Comment gérer le stress? Au-delà de sa dimension propre à chacun, le stress dit l’anxiété face une situation mal maîtrisée. Maîtriser l’exercice de prise de parole par la construction du propos permet logiquement de maîtriser le stress. La méthode MediaWording a été créée dans cette intention.

Comment gérer le regard? Le regard de l’orateur est stable – il appuie son propos - quand le propos est clair dans son esprit. La méthode MediaWording, en consolidant la structure de la prise de parole, permet d’éviter le regard fuyant, l’orateur donnant l’impression malheureuse de chercher l’inspiration dans les fibres de la moquette ou dans la couleur du plafond.

Comment maîtriser la posture et la voix? L’entrainement à la prise de parole face caméra permet de constater que tout part du message principal. Plus celui -ci est clair, plus la gestuelle, la posture, la voix, seront affirmées. Et plus l’orateur sera crédible dans son propos. Pour maîtriser la posture et la voix, il faut maîtriser l’intention de dire – autrement appelée aussi « message principal ».

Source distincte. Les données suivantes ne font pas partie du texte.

PR #21, opened 2021-07-26
Typescript

12wrigja:
This PR begins the process of migrating the Temporal polyfill's sources to TypeScript.

I'm less familiar with the impact of this change on the distributed NPM bundle / changes to package.json and package-lock.json, so a review from someone with that expertise would be greatly appreciated.

In follow-up PRs I will migrate various parts of the source to more canonical representations (e.g. Calendars should probably be based on an abstract class hierarchy).


lib/ecmascript.ts
```diff
@@ -122,7 +121,7 @@ const ALLOWED_UNITS = [
   'microsecond',
   'nanosecond'
 ];
-const SINGULAR_PLURAL_UNITS = [
+const SINGULAR_PLURAL_UNITS: Array<[string, string]> = [
```
shicks, line 124: `ReadonlyArray<readonly [string, string]>` ?

What about just adding `as const` to the end of the array literal?

lib/init.js
```diff
@@ -3,7 +3,7 @@ if (module.parent && module.parent.id === 'internal/preload') {
   globalThis.__debug__ = true;
 }
 
-import('./index.mjs')
+import('../dist/index.js')
```
shicks, line 6: Do we need Closure Compiler to be able to handle this?  Does it?

12wrigja: We don't - this file is only used to launch the polyfill Playground.

lib/calendar.ts
```diff
@@ -352,14 +351,15 @@ function resolveNonLunisolarMonth(calendarDate, overflow = undefined, monthsPerY
...
+  now: number;
+  hits = 0;
+  misses = 0;
+  constructor(cacheToClone: OneObjectCache = undefined) {
     this.now = globalThis.performance ? globalThis.performance.now() : Date.now();
-    this.hits = 0;
-    this.misses = 0;
     if (cacheToClone !== undefined) {
-      let i = cacheToClone.length;
+      let i = 0; // TODO why was this originally cacheToClone.length ?
```
ptomato, line 362: Maybe @justingrant can review this part?

tsconfig.json
```diff
@@ -0,0 +1,46 @@
...
+    ],
+    "preserveConstEnums": false,
+    "skipDefaultLibCheck": true,
+    "sourceMap": false,
+    // "strictBindCallApply": true,
+    // "strictFunctionTypes": true,
+    // "strictNullChecks": true,
+    // "strictPropertyInitialization": true,
+    "stripInternal": true,
+    "target": "es5",
```
ptomato, line 42: This is probably my unfamiliarity with TypeScript configuration, but how is it outputting ESM files for an ES5 target?

rollup.config.js
```diff
@@ -10,9 +11,10 @@ const libName = 'temporal';
 
 export default [
   {
-    input: 'lib/index.mjs',
+    input: 'lib/index.ts',
     plugins: [
-      replace({ exclude: 'node_modules/**', __debug__: !isProduction }),
+      typescript(),
+      replace({ exclude: 'node_modules/**', 'globalThis.__debug__': !isProduction, preventAssignment: true }),
```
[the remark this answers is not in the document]
12wrigja: Yes, because this replacement happens over the emitted js, not the source ts file.

I tested this by running `NODE_ENV=production npm run build`, and grepping the output file for `_repr_`, which is one of the common properties that is only set in debug builds - it is still removed from the build with this change.

lib/calendar.ts
```diff
@@ -1042,7 +1096,7 @@ const helperHebrew = ObjectAssign({}, nonIsoHelperBase, {
     } else {
       // When called without input coming from legacy Date output, simply ensure
       // that all fields are present.
-      this.validateCalendarDate(calendarDate);
+      (this as unknown as NonIsoHelperBase).validateCalendarDate(calendarDate);
```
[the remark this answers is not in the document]
12wrigja: The error is 

```
Conversion of type <omitted for brevity> to type 'NonIsoHelperBase' may be a mistake because neither type sufficiently overlaps with the other. If this was intentional, convert the expression to 'unknown' first.
```

I believe they don't overlap because the `this` in that context is being inferred as the collection of properties only within that object literal (and doesn't include all the properties that are present due to the `nonIsoHelperBase` within the Object.assign call). This seems to be a limitation of TypeScript's type inference, but I think it could be resolved by rewriting the calendars using classes (where this sort of extension is better understood in the type system).

tsconfig.json
12wrigja: https://github.com/Microsoft/TypeScript/issues/6319
https://github.com/microsoft/TypeScript/issues/5790

These imply to me that the options here are asking tsc to emit ES5 code using the ES6 module format instead of defaulting to commonjs. It seems the module format is only loosely tied to the language output level.

I too don't know for sure if this is "right" - I was basing it off the internal tsconfig used at Google but with modifications to get the existing test suite to run (which needed ESM). If we were to change a value here, I think it would be to change target to something higher and let the rest of the rollup config handle that output.

lib/ecmascript.ts
12wrigja: Done, though this required a small adjustment to the implementation of ES.DefaultTemporalLargestUnit to compile again (though I think this change would be needed anyways as the existing implementation was not renaming-safe for Closure Compiler).

tsconfig.json
12wrigja: That being said, I did adjust the module output to explicitly be es6 instead of the unstable esnext.

justingrant:
I'll review this PR tomorrow. One immediate suggestion is to make sure to rebase on top of the most recent polyfill code from proposal-temporal because a few minor PRs have landed there recently. Also, are there any changes that you made that should be back-ported to the old MJS polyfill?

12wrigja:
I opened https://github.com/js-temporal/temporal-polyfill/pull/22 to port over the normative changes I saw in the proposal repo, though I'm not entirely sure how they will translate over to TS (unsure how you'd assign those properties to what are currently module exports). Once that is merged then I'll rebase this.

Regarding backporting: there's a fair number of changes that could be backported, but I'd prefer to wait for this to be merged before starting that. I'd probably consider backporting:
-  a fair number of let->const changes that the linter decided it wanted fixing (though why it didn't seem to trigger on the existing mjs source is confusing to me).
 - I adjusted how the `__debug__` worked to make tsc happy (it doesn't understand the global comments, and I'd prefer not to pollute global typings by re-opening the window/global namespace to include that symbol).
 - various copies of the `bigIntIfAvailable` function needed to check for `BigInt` off of `globalThis` (instead of doing so implicitly)
 - renaming the default timezone function (this seems to greatly confuse tsc, but was clearly valid code before)

Everything else are changes that are in TypeScript type space (or are adjustments to use tsc modules instead of Node mjs), so I don't think can be backported unless we moved that impl to TS source as well (which could be done if people felt it was useful?).

ptomato:
I'm afraid backporting anything that wasn't clearly a bug fix to the old impl would end up being contentious within TC39.

12wrigja:
Ah right. In that case, I don't think there are any bug-fix-like changes to backport.

lib/now.ts
```diff
@@ -1,40 +1,40 @@
...
-import { GetIntrinsic } from './intrinsicclass.mjs';
+import { ES } from './ecmascript';
+import { GetIntrinsic } from './intrinsicclass';
 
 const instant = () => {
   const Instant = GetIntrinsic('%Temporal.Instant%');
   return new Instant(ES.SystemUTCEpochNanoSeconds());
 };
-const plainDateTime = (calendarLike, temporalTimeZoneLike = timeZone()) => {
+const plainDateTime = (calendarLike, temporalTimeZoneLike = defaultTimeZone()) => {
```
justingrant, line 8: Out of curiosity, why was this renaming needed?

lib/calendar.ts
justingrant: Yeah, this looks like a bug. Probably a holdover from a previous merge-based implementation.

lib/calendar.ts
```diff
@@ -1099,7 +1148,10 @@ const helperIslamic = ObjectAssign({}, nonIsoHelperBase, {
   calendarType: 'lunar',
   inLeapYear(calendarDate, cache) {
     // In leap years, the 12th month has 30 days. In non-leap years: 29.
-    const days = this.daysInMonth({ year: calendarDate.year, month: 12, day: 1 }, cache);
+    const days = (this as unknown as NonIsoHelperBase).daysInMonth(
```
justingrant, line 1151: Instead of these casts, would it make sense to put a `this: NonIsoHelperBase` into the param declaration like you did in other files?

lib/calendar.ts
```diff
@@ -1794,7 +1852,7 @@ const nonIsoGeneralImpl = {
     cache.setObject(result);
     return result;
   },
-  yearMonthFromFields(fields, options, calendar) {
+  yearMonthFromFields(this: typeof nonIsoGeneralImpl & { helper: NonIsoHelperBase }, fields, options, calendar) {
```
justingrant, line 1855: Would it make sense to abstract this type into a global type declaration to avoid repeating `typeof nonIsoGeneralImpl & { helper: NonIsoHelperBase }` in lot of places?

justingrant (approved):
Overall looks good. Thanks! I made a bunch of minor suggestions and asked a few questions. 

The `${dt}` thing (see my comment) is concerning though... if that really breaks in all TS code, then we may want to discuss changing `valueOf` behavior to avoid throwing every time a TS user tries to console.log a template string with a Temporal instance!

rollup.config.js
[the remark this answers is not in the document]
justingrant: While you're changing this, could you also fix the rollup warning with this plugin?  Here's what I see when I run `npm build` on this branch:
```
(!) Plugin replace: @rollup/plugin-replace: 'preventAssignment' currently defaults to false. It is recommended to set this option to `true`, as the next major version will default this option to `true`.
```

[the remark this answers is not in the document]
justingrant: Er, never mind the comment above-- I was on the wrong branch.  Build works fine.

justingrant (changes requested):
I changed my mind about approval. ;-)

There's a problem with sourcemaps that will make it impossible to set breakpoints or step into this polyfill's original source using a the debugger of browser dev tools or an IDE debugger like VS Code. The problem is that the output sourcemap has incorrect relative paths for Temporal's own source files. 

If you look at /dist/index.js.map, you'll see this at the end of the `files` array: 

```
"../../lib/intrinsicclass.ts","../../lib/slots.ts","../../lib/calendar.ts","../../lib/regex.ts","../../lib/ecmascript.ts","../../lib/timezone.ts","../../lib/intl.ts","../../lib/instant.ts","../../lib/plaindate.ts","../../lib/plaindatetime.ts","../../lib/duration.ts","../../lib/plainmonthday.ts","../../lib/now.ts","../../lib/plaintime.ts","../../lib/plainyearmonth.ts","../../lib/zoneddatetime.ts","../../lib/legacydate.ts"
```

These have one too many `../` which will make the sources unfindable when installed from NPM. 

instead, the `files` list should have paths like this: `"../lib/intrinsicclass.ts"` which reflects the correct relative path between `lib` and `dist` folders. 

The root cause is this line in tsconfig.json:

```json
 "outDir": "dist/esm",
```

The rollup typescript plugin is presumably building a sourcemap assuming that output files will be living in `dist/esm` when in reality they're living in `dist`.  Simply changing tsconfig.json to "outDir": "dist" will break tests, so there's some research req'd to figure this out.

justingrant:
Here's another, more minor sourcemap isssue: I use a webpack plugin to detect differences between code stored inline in the  sourcemap vs original source files. My plugin complained about the two lines below. Any idea what's going on here?  

```
/Users/justingrant/Documents/hdev/h3/web/node_modules/tslib/tslib.es6.js doesn't match sourcemap, starting at line 20, col 48
Original Line 19:         ({ __proto__: [] } instanceof Array && function (d, b) { d.__proto__ = b; }) ||
     Map Line 19:         ({ __proto__: [] } instanceof Array && function (d, b) { d.__proto__ = b; }) ||
Original Line 20:         function (d, b) { for (var p in b) if (b.hasOwnProperty(p)) d[p] = b[p]; };
     Map Line 20:         function (d, b) { for (var p in b) if (Object.prototype.hasOwnProperty.call(b, p)) d[p] = b[p]; };
Original Line 21:     return extendStatics(d, b);
     Map Line 21:     return extendStatics(d, b);

/Users/justingrant/Documents/hdev/h3/web/node_modules/is-date-object/index.js doesn't match sourcemap, starting at line 15, col 54
Original Line 14: var dateClass = '[object Date]';
     Map Line 14: var dateClass = '[object Date]';
Original Line 15: var hasToStringTag = typeof Symbol === 'function' && !!Symbol.toStringTag;
     Map Line 15: var hasToStringTag = typeof Symbol === 'function' && typeof Symbol.toStringTag === 'symbol';
Original Line 16: 
     Map Line 16: 
```

justingrant:
A final sourcemap problem is related to the fact that our polyfill when installed in a project will be 2 levels under node_modules (first `@js-temporal` and seond `polyfill`).  So either the sourcemap should be rewritten to add an extra `../` for all references to node_modules code, or we could try rewriting the path to `~/` in place of `../node_modules`.  The `~/` is AFAICT an undocumented synonym for "the app's node_modules folder", although I don't know if it has universal support. See https://github.com/justingrant/amplify-js/blob/768ad63b2689d377eddafe3802c50a31f509e5ab/packages/aws-amplify/webpack-utils.js#L56-L60 for an example of this rewriting that I did an an AWS PR a while ago. 

The other line of investigation on this issue is why we're including code in our sourcemaps from our dependency libraries. Does this mean that rollup and/or TS includes es-abstract, big-integer, and their transitive dependencies in our bundle?  That's probably not what we want. Is there a rollup and/or TS setting to prevent that?

justingrant:
> Does this mean that rollup and/or TS includes es-abstract, big-integer, and their transitive dependencies in our bundle?

BTW, here's a relatively modern TS library and the rollup config they use: https://github.com/mongodb/js-bson/blob/master/rollup.config.js.

If you `npm i bson` and look at the sourcemaps (and likely the bundled JS files too) you'll see that bson.bundle.js.map contains `"../node_modules/buffer/index.js" (it bundles its dependencies) but bson.esm.js.map does not bundle dependencies. The latter output file comes from a rollup config with `format: 'es'` that also uses the `external` config option which presumably excludes dependencies.

Would a similar ESM config be worth adding to this polyfill?

lib/ecmascript.ts
```diff
@@ -1326,7 +1326,9 @@ export const ES = ObjectAssign({}, ES2020, {
     if (offsetOpt === 'reject') {
       const offsetStr = ES.FormatTimeZoneOffsetString(offsetNs);
       const timeZoneString = ES.IsTemporalTimeZone(timeZone) ? GetSlot(timeZone, TIMEZONE_ID) : 'time zone';
-      throw new RangeError(`Offset ${offsetStr} is invalid for ${dt} in ${timeZoneString}`);
+      // TODO: The tsc emit for this line rewrites to invoke the PlainDateTime's valueOf method, NOT
```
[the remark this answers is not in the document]
12wrigja: `throw new RangeError(`Offset ${offsetStr} is invalid for ${dt} in ${timeZoneString}`);` is transpiled by tsc to `throw new RangeError('Offset ' + offsetStr + ' is invalid for ' + dt + ' in ' + timeZoneString);`, and the '+' operator invokes `valueOf`.

This would be an issue for either language given that the problem occurs regardless of who is using tsc to compile the sources - us when we bundle the sources for packaging or others I suppose if they directly compile against our TS source.

Is having `valueOf` throwing something officially part of the Temporal spec, and thus something that the native object will do as well?

lib/ecmascript.ts
```diff
@@ -372,9 +370,9 @@ export const ES = ObjectAssign({}, ES2020, {
     const weeks = ES.ToInteger(match[4]) * sign;
     const days = ES.ToInteger(match[5]) * sign;
     const hours = ES.ToInteger(match[6]) * sign;
-    let fHours = match[7];
+    let fHours: number | string = match[7];
```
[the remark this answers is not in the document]
12wrigja: It isn't a number, but it is typed as such to "cheat" and allow that variable to be reassigned to a number below (presumably to save on memory allocation?).

Naively, I would have pulled these out in `const`s and then create a new variable to store the numeric conversion of this value, but I was attempting to avoid actual code changes (vs just type-space additions) so the runtime behaviour wouldn't change very much.

lib/ecmascript.ts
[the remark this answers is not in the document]
justingrant: > Is having `valueOf` throwing something officially part of the Temporal spec, and thus something that the native object will do as well?

Yes. https://tc39.es/proposal-temporal/#sec-temporal.plaindate.prototype.valueof. That's why I'm concerned about this.

I'll add this issue to the agenda for the next Temporal Champions meeting. We may want to keep the behavior as-is, but transpiling string interpolation to `+` might be popular enough (perhaps not only in TS, maybe in Babel too for regular JS?) that we may want to revisit.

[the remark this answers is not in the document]
justingrant: To clarify, this isn't an issue for this PR-- it's a more general issue for Temporal overall. See https://github.com/tc39/proposal-temporal/issues/1681. Feel free to resolve this conversation.

lib/ecmascript.ts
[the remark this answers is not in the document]
justingrant: Sounds good, thanks.

lib/now.ts
12wrigja:
```
Parameter 'temporalTimeZoneLike' cannot reference identifier 'timeZone' declared after it.ts(2373)
Block-scoped variable 'timeZone' used before its declaration.ts(2448)
now.ts(9, 9): 'timeZone' is declared here.
```

It seems that tsc manages to confuse the timeZone function and the constant declared within the function body, so I renamed the function.

lib/calendar.ts
12wrigja: When I tried this I got an error: `Type alias 'NonIsoGeneralImplThis' circularly references itself.ts(2456)`.

Example:
```
type NonIsoGeneralImplThis = typeof nonIsoGeneralImpl & { helper: NonIsoHelperBase };

... 

const nonIsoGeneralImpl = {
  dateFromFields(this: NonIsoGeneralImplThis, fields, options, calendar) {
    const overflow = ES.ToTemporalOverflow(options);
```

lib/ecmascript.ts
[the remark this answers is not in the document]
12wrigja: Thanks for opening that issue. I've added a reference to the TypeScript repo issue so if someone stumbles across this fix in the future and finds out it's been fixed upstream we can revert this fix.

lib/ecmascript.ts
```diff
@@ -1913,7 +1915,7 @@ export const ES = ObjectAssign({}, ES2020, {
     if (timeZone !== undefined) timeZoneString = ES.BuiltinTimeZoneGetOffsetStringFor(outputTimeZone, instant);
     return `${year}-${month}-${day}T${hour}:${minute}${seconds}${timeZoneString}`;
   },
-  TemporalDurationToString: (duration, precision = 'auto', options = undefined) => {
+  TemporalDurationToString: (duration, precision: 'auto' | number = 'auto', options = undefined) => {
```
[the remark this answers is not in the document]
12wrigja: Done.

lib/calendar.ts
12wrigja: Done - replaced all the `as unknown as` with the equivalent `this` type.

lib/calendar.ts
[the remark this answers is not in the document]
12wrigja: I swapped this over to specifying the `this` type as part of the function's parameters to avoid the dangerous casts. Resolving.

12wrigja:
I've pushed another commit that I believe addresses your comments - it's heavily based on the commit you sent me with some small adjustments. In particular, we don't need to have two tsconfig files as the rollup TypeScript plugin can use the package tsconfig as a base and seems to adjust various settings automatically to work with the rest of the build tools.

I'll wait until #25 is merged before rebasing and squashing / cleaning up the commits.

lib/calendar.ts
12wrigja: In that case it should probably get backported right? If I understand the code right, in a hypothetical scenario where one was copying a "full cache" (has MAX_CACHE_ENTRIES things in it), there would be nothing in the new cache?

justingrant: The consequence of this is purely performance, not functional, so unless we're seeing aberrant perf caused by cache exhaustion (AFAIK we're not) then there's no need to back-port to the old polyfill that's just there for running tests. AFAIK there are no tests that fill up the cache, BTW.

tsconfig.json
```diff
@@ -33,14 +32,13 @@
...
     "skipDefaultLibCheck": true,
-    "sourceMap": false,
     // "strictBindCallApply": true,
     // "strictFunctionTypes": true,
     // "strictNullChecks": true,
     // "strictPropertyInitialization": true,
     "stripInternal": true,
     "target": "es5",
-    "outDir": "dist/esm",
+    "outDir": "ts-dist/",
```
justingrant, line 41: Changes look great. Sourcemaps and tests both work. Minor suggestion: the folder name `ts-dist` is too close to "dist" for my taste, given that the former is only for internal use while the latter is published to npm. Possible to pick another name with "test" or "internal" in the name and "dist" not in it?

12wrigja: I've moved this to ./tsc-out/ so it's very clear what is putting files there.

lib/now.ts
justingrant: In this case, I'd suggest renaming the local variables `tz` instead of renaming the `timeZone` function. This would be less change vs. JS, and also IMHO it'd be more clear that the default params are calling the implementation of `Now.timeZone` as opposed to some other function.

12wrigja: Done - renamed as you suggested.

lib/calendar.ts
justingrant: Ahhh, OK. Good thing for a future black-belt TS contributor to figure out. Not req'd now.

BTW, I apologize for the TS-unfriendly structure of this code. I wrote it this way to simplify adapting the code from the previous non-ISO-calendar implementation which used a similar class-like-but-not-really structure for these singletons. If I were starting all over again I'd probably do it differently. Sorry!

justingrant (approved):
Great work here!

justingrant:
@12wrigja - Actually, one more thing: I did some research about bundling dependencies, and I think CJS should *not* bundle its dependencies. I think that this will also solve any sourcemap paths issues for anyone using non-ESM bundles in node.

The change would be simple: 

```js
export default [
  {
    input,
    external,
    output: [
      outputEntry(pkg.module, 'es'),
      outputEntry(pkg.main, 'cjs')
    ],
    plugins
  },
  {
    input,
    output: [
      outputEntry(pkg.browser, 'umd'),
      outputEntry(pkg.module.replace('.esm', '.browser.esm'), 'es')
    ],
    plugins
  }
];
```

What do you think?

12wrigja:
@justingrant Done. Pity about the linter formatting though.

12wrigja:
I've rebased this on top of main and squashed in the adjustments to the rollup config. Is there anything left to resolve, or can we merge this now?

Pourquoi utiliser une caméra? Pour avoir la preuve par l’image de l’étroite interaction entre ce qui se passe dans la tête de l’orateur et ce qui émane de lui dans les différentes dimensions de l’expression non verbale.

La méthode MediaWording permet de travailler de concert le contenu et le non verbal. En améliorant la structure narrative, le stress s’estompe, la voix se pose, les gestes s’ouvrent, le corps prend sa place dans l’espace. La prise de parole est impactante ; l’orateur est accrocheur. Son public le suit jusqu’au bout.

Conclusion : Parler et prendre la parole, deux actions bien différentes

Parler relève de la spontanéité quand la prise de parole est un exercice technique. Comme tout exercice, il s’apprend, avec de la méthode – MediaWording – et des outils d’application des points de méthode. La prise de parole impactante, qui accroche son public et le garde, est à la portée de tous.